# Trace distance bound after partial trace

Let's say I have a pair of states among three parties Alice(A), Bob(B) and Eve(E), $$\rho_{ABE}$$ and $$\rho_{UUE}$$ where the first two parties hold uniform values U.}

I know that the trace distance between them is upper bounded by some small quantity $$\epsilon$$. Like:

$$||\rho_{ABE} - \rho_{UUE} ||\le \epsilon .$$ Now, I take the partial trace on B's subsystem, leaving only operators $$\rho_{AE}, \rho_{UE}$$. What can I say about the trace distance of these two operators?
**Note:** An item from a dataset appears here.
PR #98, opened 2018-07-09
remove import of pyfits

danielsf:


danielsf:
The import of `pyfits` wasn't even used, and the resent rework of the `lsstsw` environment broke `sims_catUtils`, anyway, so I'm just going to merge this.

Would the same bound be followed? I.e. is it the case that: $$||\rho_{AE} - \rho_{UE} || \le \epsilon.$$

• A comment on notation: I think what you want to say is that there is another state $\sigma_{ABE}$ where $\sigma_A$ and $\sigma_B$ are maximallly mixed. The subscripts refer to registers (such as Alice's register or Bob's register) and using $U$ means there is another party involved.
– rnva
Oct 27, 2020 at 17:27
• Thanks for pointing that out @rnva . You are right. Oct 27, 2020 at 17:31

Yes, the trace distance can only decrease under partial trace. One can see this via the variational characterization of the trace norm $$\|\rho\|_1 = \max_{-I \leq M \leq I} \mathrm{Tr}[M\rho]$$ where $$M$$ is some hermitian operator satisfying the two operator inequalities $$M \leq I$$ and $$M \geq - I$$. This is sometimes also known as the duality between conjugate norms as $$\| M \|_{\infty} \leq 1$$.
Now if we have a bipartite system $$AB$$ we find \begin{aligned} \|\rho_{A} - \sigma_A\| &= \max_{-I_A \leq M_A \leq I_A} \mathrm{Tr}[M_A(\rho_A - \sigma_A)] \\ &= \max_{-I_A \leq M_A \leq I_A} \mathrm{Tr}[(M_A \otimes I_B)(\rho_{AB} - \sigma_{AB})] \\ &\leq \max_{-I_{AB} \leq M_{AB} \leq I_{AB}} \mathrm{Tr}[M_{AB}(\rho_{AB} - \sigma_{AB})] \\ &= \| \rho_{AB} - \sigma_{AB} \|_{1}. \end{aligned} The second line follows from the identity $$\mathrm{Tr}[\mathrm{Tr}_A[X_{AB}]] = \mathrm{Tr}[X_{AB}]$$ and the third line from the fact that $$-I_{AB} \leq M_{A} \otimes I_B \leq I_{AB}$$ is satisfied for all $$-I_A \leq M_A \leq I_A$$.